Figure 15. The FCT of the short flows when the wireless bandwidth varies from 1 Mbps to 54 Mbps when there are no long flows.

Figure 16. The FCT of the short flows when the wireless bandwidth varies from 1 Mbps to 54 Mbps when long flows exist.

Figure 17. The obtained goodput of the network when the wireless bandwidth varies from 1 Mbps to 54 Mbps.

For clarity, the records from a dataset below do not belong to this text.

Issue #213, opened 2023-10-04
Support for symmetric key within EncryptedThing and DecryptedThing


benjaminpreiss:
It would be great to have support for both asymmetric and symmetric crypto in EncryptedThing and DecryptedThing.

marcus-pousette:
Done ! :)  See comment https://github.com/dao-xyz/peerbit/pull/215#issuecomment-1925295426

PR #214, opened 2023-10-04
Add symmetric capabilities to DecryptedThing

benjaminpreiss:
#213

### DIFF
--- a/packages/utils/crypto/src/encryption.ts
+++ b/packages/utils/crypto/src/encryption.ts
@@ -27,7 +27,10 @@ export abstract class MaybeEncrypted<T> {
 	}
 
 	decrypt(
-		keyOrKeychain?: Keychain | X25519Keypair
+		keyOrKeychain?:
+			| Keychain
+			| X25519Keypair
+			| Uint8Array /* Comment: The last is added */
 	): Promise<DecryptedThing<T>> | DecryptedThing<T> {
 		throw new Error("Not implemented");
 	}
@@ -43,6 +46,24 @@ export abstract class MaybeEncrypted<T> {
 	}
 
 	abstract get byteLength(): number;
+}
+
+type EncryptAsymmetricParameters = {
+	x25519Keypair: X25519Keypair;
+	receiverPublicKeys: (X25519PublicKey | Ed25519PublicKey)[];
+};
+
+type EncryptSymmetricParameters = { symmetricKey: Uint8Array };
+
+type EncryptReturnValue<Parameters, T> =
+	Parameters extends EncryptSymmetricParameters
+		? EncryptedSymmetricThing<T>
+		: EncryptedThing<T>;
+
+function isEncryptSymmetricParameters(
+	parameters: EncryptSymmetricParameters | EncryptAsymmetricParameters
+): parameters is EncryptSymmetricParameters {
+	return (parameters as EncryptSymmetricParameters).symmetricKey !== undefined;
 }
 
 @variant(0)
@@ -69,50 +90,67 @@ export class DecryptedThing<T> extends MaybeEncrypted<T> {
 		return deserialize(this._data, clazz);
 	}
 
-	async encrypt(
-		x25519Keypair: X25519Keypair,
-		...receiverPublicKeys: (X25519PublicKey | Ed25519PublicKey)[]
-	): Promise<EncryptedThing<T>> {
+	async encrypt<
+		Parameters extends EncryptAsymmetricParameters | EncryptSymmetricParameters
+	>(
+		parameters: EncryptAsymmetricParameters | EncryptSymmetricParameters
+		/* Comment: instead of 
+        x25519Keypair: X25519Keypair,
+		...receiverPublicKeys: (X25519PublicKey | Ed25519PublicKey)[] */
+	): Promise<
+		EncryptReturnValue<Parameters, T>
+	> /* Comment: instead of Promise<EncryptedThing<T>> */ {
 		const bytes = serialize(this);
-		const epheremalKey = sodium.crypto_secretbox_keygen();
+		const epheremalKey = isEncryptSymmetricParameters(parameters)
+			? parameters.symmetricKey
+			: sodium.crypto_secretbox_keygen();
+		/* Comment: instead of const epheremalKey = sodium.crypto_secretbox_keygen(); */
 		const nonce = randomBytes(NONCE_LENGTH); // crypto random is faster than sodim random
 		const cipher = sodium.crypto_secretbox_easy(bytes, nonce, epheremalKey);
 
-		const receiverX25519PublicKeys = await Promise.all(
-			receiverPublicKeys.map((key) => {
-				if (key instanceof Ed25519PublicKey) {
-					return X25519PublicKey.from(key);
-				}
-				return key;
-			})
-		);
+		if (!isEncryptSymmetricParameters(parameters)) {
+			const { receiverPublicKeys, x25519Keypair } = parameters;
+			const receiverX25519PublicKeys = await Promise.all(
+				receiverPublicKeys.map((key) => {
+					if (key instanceof Ed25519PublicKey) {
+						return X25519PublicKey.from(key);
+					}
+					return key;
+				})
+			);
 
-		const ks = receiverX25519PublicKeys.map((receiverPublicKey) => {
-			const kNonce = randomBytes(NONCE_LENGTH); // crypto random is faster than sodium random
-			return new K({
-				encryptedKey: new CipherWithNonce({
-					cipher: sodium.crypto_box_easy(
-						epheremalKey,
-						kNonce,
-						receiverPublicKey.publicKey,
-						x25519Keypair.secretKey.secretKey
-					),
-					nonce: kNonce
-				}),
-				receiverPublicKey
+			const ks = receiverX25519PublicKeys.map((receiverPublicKey) => {
+				const kNonce = randomBytes(NONCE_LENGTH); // crypto random is faster than sodium random
+				return new K({
+					encryptedKey: new CipherWithNonce({
+						cipher: sodium.crypto_box_easy(
+							epheremalKey,
+							kNonce,
+							receiverPublicKey.publicKey,
+							x25519Keypair.secretKey.secretKey
+						),
+						nonce: kNonce
+					}),
+					receiverPublicKey
+				});
 			});
-		});
-
-		const enc = new EncryptedThing<T>({
+			const enc = new EncryptedThing<T>({
+				encrypted: new Uint8Array(cipher),
+				nonce,
+				envelope: new Envelope({
+					senderPublicKey: x25519Keypair.publicKey,
+					ks
+				})
+			});
+			enc._decrypted = this;
+			return enc as EncryptReturnValue<Parameters, T>;
+		}
+		const enc = new EncryptedSymmetricThing<T>({
 			encrypted: new Uint8Array(cipher),
-			nonce,
-			envelope: new Envelope({
-				senderPublicKey: x25519Keypair.publicKey,
-				ks
-			})
+			nonce
 		});
 		enc._decrypted = this;
-		return enc;
+		return enc as EncryptReturnValue<Parameters, T>;
 	}
 
 	get decrypted(): DecryptedThing<T> {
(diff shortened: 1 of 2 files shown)


packages/utils/crypto/src/encryption.ts
```diff
@@ -374,3 +412,138 @@ export class EncryptedThing<T> extends MaybeEncrypted<T> {
...
+		if (!this._decrypted) {
+			throw new Error(
+				"Entry has not been decrypted, invoke decrypt method before"
+			);
+		}
+		return this._decrypted;
+	}
+
+	async decrypt(
+		keyResolver?: Uint8Array /* Comment: instead of Keychain | X25519Keypair */
```
marcus-pousette, line 443: I wonder whether the Keychain should be improved to also be able to export Ephemeral keys based on their hashes or something

But this is about solving the problem 

- How do I know I have decrypted something correctly?
- How do I know that I can decrypt it before decrypting it? (Lets say I have 1000 ephemeral keys in the keystore, I can not test all of them)

benjaminpreiss: Interesting thought... So that means one would also include an Envelope within `EncryptedSymmetricThing` that includes the hash of the SymmetricKey?

benjaminpreiss: ... Well maybe the naming would not be envelope any more as there is no signature.

benjaminpreiss: Regarding your questions:

> How do I know I have decrypted something correctly?

I think certainty can be provided by successful deserialization?

> How do I know that I can decrypt it before decrypting it? (Lets say I have 1000 ephemeral keys in the keystore, I can not test all of them)

When we include the hash of the ephemeral key used for encryption in the "envelope", we have a linear lookup time for the question "Can I decrypt?".

marcus-pousette: > I think certainty can be provided by successful deserialization?

There might be scenarios where the decrypted ciphertext still can deserialize succesfully into your object even though the decryption is invalid. Lets say it is not something you can trust on 100%

But this page is pretty good

https://libsodium.gitbook.io/doc/secret-key_cryptography/secretbox


in js you can use it 
`libsodium.crypto_secretbox_easy`
(libsodium is already a dependency of peerbit crypto). 

Does the integrity check. I think it bundles some authentication data in the cipher text that depends on the nonce and the secret key used. So that issue would be solved (but one has to test) that this will be sufficient for the verifying it has been decrypted correctly.


> When we include the hash of the ephemeral key used for encryption in the "envelope", we have a linear lookup time for the question "Can I decrypt?".

That would be an easy way to go about it. But it is not standard thing to do it seems.. (I am lookig around on the web and ask the chatbot). But it feels very intuitive

An alternative thing would be that this is on the app level. So you would a have a keychain locally which is a KV store, and you would put your symmetric keys in there with well chosen IDs, like it could be the db address of the store you want to encrypt. So basically when you want to decrypt a db you would go into this keychain and look for this key that has an id which is the db address and then if it exist, use it to decrypt entries. 

Another alternative would be that you would have a shared keychain which is a document store for ephemeral keys which is encrypted with publickey encryption (the encryption you get default with the document store now). With that you can have each document to have an id which you somehow connect with the id you use for the messages you encrypt

benjaminpreiss: > That would be an easy way to go about it. But it is not standard thing to do it seems.. (I am lookig around on the web and ask the chatbot). But it feels very intuitive

Yes, that might be. I don't think it is insecure though to do so (if key and salt are sufficiently large).

> An alternative thing would be that this is on the app level. So you would a have a keychain locally which is a KV store, and you would put your symmetric keys in there with well chosen IDs, like it could be the db address of the store you want to encrypt. So basically when you want to decrypt a db you would go into this keychain and look for this key that has an id which is the db address and then if it exist, use it to decrypt entries.

> Another alternative would be that you would have a shared keychain which is a document store for ephemeral keys which is encrypted with publickey encryption (the encryption you get default with the document store now). With that you can have each document to have an id which you somehow connect with the id you use for the messages you encrypt in another db (this solution would also help you send your ephemeral keys to the other party)

These would be solutions that could be leveraged additionally to ensure successful decryption?

marcus-pousette: > Yes, that might be. I don't think it is insecure though to do so (if key and salt are sufficiently large). Would you still name the bundle of salt + key hash Envelope ?

This issue if that if the hash of the symmetric key depends on the salt then the lookup of the key in your K/V keychain can not be done(?). I assume the keychain stores keys with their hashes as key and value as the secret. If I get a the hash of a key but it is salted I am not sure what I am going to do with it. 

Also you could just used the nonce as the salt if you want to simplify things (given salt would still be necessary). I wonder whether you would have the same outcome of "salt" as with just generate a new symmetric key for each message? In that case if one gets lost, it can not nevertheless be used to decrypt other messages

marcus-pousette: > These would be solutions that could be leveraged additionally to ensure successful decryption?

Yeap. Perhpas this is more about key exchange also. But the reason why I bring this up is that EncryptedThing does the keyexchange in the message and does symmetric encryption with the key that is exchanged.

And EncryptedSymmetricThing is basically the same thing as EncryptedThing except that there is no key exchange using PublicKeyEncrypted. It is basically a "Detached" version of EncryptedThing

marcus-pousette: Actually (!) the simplest way around this problem would just be to rename the 

"Envelope" that exist in the code now to `PublicKeyEnvelope` (variant 0)

and then do a new one like 

`HashedKeyEnvelope` (variant 1)  which stores the hash of the symmetric key

Then both solutions would still use the EncryptedThing class but the envlope would be different

benjaminpreiss: > > Yes, that might be. I don't think it is insecure though to do so (if key and salt are sufficiently large). Would you still name the bundle of salt + key hash Envelope ?
> 
> This issue if that if the hash of the symmetric key depends on the salt then the lookup of the key in your K/V keychain can not be done(?). I assume the keychain stores secrets with their hashes as key and value as the secret. If I get a the hash of a key but it is salted I am not sure what I am going to do with it.
> 
> Also you could just use the nonce as the salt if you want to simplify things (given salt would still be necessary). I wonder whether you would have the same outcome of "salt" as with just generate a new symmetric key for each message? In that case if one gets lost, it can not nevertheless be used to decrypt other messages

Ah, I would actually store the hashed value of key + salt in the keystore...

marcus-pousette: pseudo code

```js

abstract class AbstractEnvelop {}

@variant(0)
class PublicKeyEnvelope { ... Envlope code for public key key exchange .. }

@variant(1)
class HashedKeyEnvelope {  
@field({type: fixed('u8',32}) 
 hash: Uint8array
 }

```

marcus-pousette: > Ah, I would actually store the hashed value of key + salt in the keystore...

Since the salt (or nonce) is determined by the sender and you you should already have the key in your keystore. This will not work. Lets say we decide on a  symmetric key in person and we both type that key into the keystore. Then later when we do messaging we can not make the hash of the symmetric key no other than the hash of the secret key if we want a simple lookup in the keystore.

benjaminpreiss: > Since the salt (or nonce) is determined by the sender at the moment of writing the message and you should already have the key in your keystore: This will not work. Lets say we decide on a symmetric key in person and we both type that key into the keystore. Then later when we do messaging we can not make the hash of the symmetric key no other than the hash of the secret key if we want a simple lookup in the keystore.

Not sure if I agree honestly - I understand symmetric key encryption as a mechanism where the secret has to be distributed to the recipient via another channel (As both sender and recipient need the same key to encrypt / decrypt). It doesn't matter then whether the recipient has the key at the time of encryption on the sender side, as long as he has the key when he wants to decrypt.

The salt / nonce is then stored unencrypted alongside the key hash for the recipient to retrieve

benjaminpreiss: > pseudo code
> 
> ```js
> abstract class AbstractEnvelope {}
> 
> @variant(0)
> class PublicKeyEnvelope extends AbstractEnvelope { ... Envlope code for public key key exchange .. }
> 
> @variant(1)
> class HashedKeyEnvelope extends AbstractEnvelope {  
> @field({type: fixed('u8',32}) 
>  hash: Uint8array
>  }
> ```

Beautiful idea!

marcus-pousette: > I understand symmetric key encryption as a mechanism where the secret has to be distributed to the recipient via another channel (As both sender and recipient need the same key to encrypt / decrypt).

Yes

>  It doesn't matter then whether the recipient has the key at the time of encryption on the sender side, as long as he has the key when he wants to decrypt.

Yes we are on the same side of this. 

I am perhaps just talking about solving the question

- Can I decrypt this message? 

Imagine a solution without where the hash of the secret key is not salted then the flow would be 

Received message -> Retrieve secret key hash in message envelope -> Lookup in my keystore which is a K/V or Map where the key is the hash of the secret. i.e. Keystore.get(secret key hash)  O(1)  -> not undefined ? then we can open the message ! 


Now if the hash of the secret key is salted then 

Received message -> Retrieve SALTED secret key hash in message envelope -> ❌ Lookup in my keystore which is a K/V or Map where the key is the hash of the secret. i.e. Keystore.get(key hash)  O(1) ❌ 

The third step fails because the lookup table in my keystore expects the keys to be the hash of the secret key, not the hash of the secretkey + salt

benjaminpreiss: > Received message -> Retrieve SALTED secret key hash in message envelope -> ❌ Lookup in my keystore which is a K/V or Map where the key is the hash of the secret. i.e. Keystore.get(key hash) O(1) ❌

Well, I think I would exchange the symmetric key always with the salt it is used with, so that we actually have multiple hashes. My scenario would be:

1. Sender generates salt
2. Sender adds salt to symm key and hashes the result
3. Sender sends the symm key and the previously generated hash on side channel
4. Recipient stores hash -> symm key mapping in KV store

The recipient could receive the same symm key multiple times but for different salts resulting in multiple entries in KV store pointing to the same symm key

But I understand your concern. For this to happen, the recipient needs to receive the hash value alongside the symm key to answer the question "Can I decrypt?".

When the recipient for some unknown reason only knows the symm key, he cannot sufficiently answer that question in this scenario.

The question remains - what can we do?

marcus-pousette: > When the recipient for some unknown reason only knows the symm key, he cannot sufficiently answer that question in this scenario.

So what I want to continue to say on this topic is that if you want to receiver to have all necessary data to lookup the secretkey from the keystore you practically need to talk on the sidechannel for every message (?) (given that the salt is unique for every message). If you are to talk about the encryption for about every message you might just want to generate a new symmetric key for every message altogether and use the sidechannel to send that over instead. 

Using salts is generally done with a slow hashfunction for passwords which have a low entropy. This prevents someone from bruteforcing passwords given that they know they salt and the password + salt hash. But in this case the "password" is high entropy and there is no possibility that an actor will try to generate all 32 byte symmetric keys to match the hash. The only thing would be that if the symmetric key gets lost, then a middle man could have a easy way of figuring out what messages the middle man can decrypt. Having a salt here would not help anything, or making anything harder if the secret key gets lost. For the same reason as the salt for a password db does not help anything if the password in plain text gets lost


> The question remains - what can we do?

i would just keep it simple! 

 > HashedKeyEnvelope 
 just make it
 
  { hash: Uint8Array } 
  
  
 Pros: 
-  Will solve a problem where you want to have encryption but share keys on a sidechannel instead of inside the message itself (i.e. use the PublicKeyEnvelope) 
 
- The hash will help a receiver to figure out if they have a key in the keystore
 
- Noone can find out what the symmetric key is given the hash

- I can loop over all messages efficiently and figure out what messages I can decrypt, if not I can use a sidechannel to ask for the symmetric key by refering to its hash

Cons:
- Someone from the outside can fiigure out that all messages are encrypted with the same key

benjaminpreiss: Agreed! That's how I will implement it.

benjaminpreiss: Would you then also just keep one `EncryptedThing` or split up in `EncryptedThing` and `SymmetricEncryptedThing`?

What type would you suggest for the unified `EncryptedThing` `encrypt` function?
```ts
async decrypt(
	keyResolver?: Keychain | X25519Keypair
): Promise<DecryptedThing<T>>
```

packages/utils/crypto/src/encryption.ts
```diff
@@ -240,13 +313,13 @@ export class EncryptedThing<T> extends MaybeEncrypted<T> {
 	@field({ type: Uint8Array })
 	_nonce: Uint8Array;
 
-	@field({ type: Envelope })
-	_envelope: Envelope;
+	@field({ type: PublicKeyEnvelope })
+	_envelope: PublicKeyEnvelope;
```
marcus-pousette, line 317:
```suggestion
	@field({type: AbstractEnvelope})
        _envelope: PublicKeyEnvelope | HashedKeyEnvelope
```

packages/utils/crypto/src/encryption.ts
```diff
@@ -240,13 +313,13 @@ export class EncryptedThing<T> extends MaybeEncrypted<T> {
...
 
 	constructor(props?: {
 		encrypted: Uint8Array;
 		nonce: Uint8Array;
-		envelope: Envelope;
+		envelope: PublicKeyEnvelope;
```
marcus-pousette, line 322:
```suggestion
		envelope: PublicKeyEnvelope | HashedKeyEnvelope;
```

packages/utils/crypto/src/encryption.ts
marcus-pousette: > Would you then also just keep one `EncryptedThing` or split up in `EncryptedThing` and `SymmetricEncryptedThing`?
> 
> What type would you suggest for the unified `EncryptedThing` `encrypt` function?
> 
> ```ts
> async decrypt(
> 	keyResolver?: Keychain | X25519Keypair // | Uint8Array like this?
> ): Promise<DecryptedThing<T>>
> ```

One encrypted thing, because later lets say the Keystore can both store Symmetric keys and X25519 Keypairs then you can do 


```js
await encryptedThing.decrypt(myKeystore) 
```

without knowing the details of what the Envelope is.

But there is a problem now with the Keystore class is that it depends on the libp2p Keystore object which only can store PeerIds.. and it will also be dropped soon 

https://github.com/libp2p/js-libp2p/pull/2084

marcus-pousette: There might be a sidequest to this to rework the keystore to have following features
- Can store all keytypes necessary
- Can look them up by their IDs or by their PublicKeys or their secret key hashes

marcus-pousette:
See https://github.com/dao-xyz/peerbit/pull/215#issuecomment-1925295426

Closing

6. Conclusions and Future Work

The oversized buffer at intermediate routers and the receiver side in cellular networks may lead to long delays, which will significantly influence the performance of short flows. For this paper, we conducted an in-depth study of TCP to find the root reasons and proposed DFCSD to alleviate this issue, which is a receiver side countermeasure. DFCSD first constantly monitors each flow’s status information, and then it adaptively calculates the advertised rwnd of each flow based on the TCP analytical model to control the transmission rate. By limiting the queuing delay for the competing traffic belonging to each device, DFCSD improved the short FCT while maintaining high performance for long-lived flows. The results obtained from extensive experiments demonstrate the effectiveness of DFCSD. Future investigations will focus on exploring an improved TCP algorithm for HTTP, like short flows combining the scheduling algorithms in LTE. In addition, the mobile devices are always equipped with multiple interfaces and multipath TCP has been proposed to fully utilize all the available network resources. How to improve the performance of MPTCP in these resource-competitive environments is also interesting and challenging.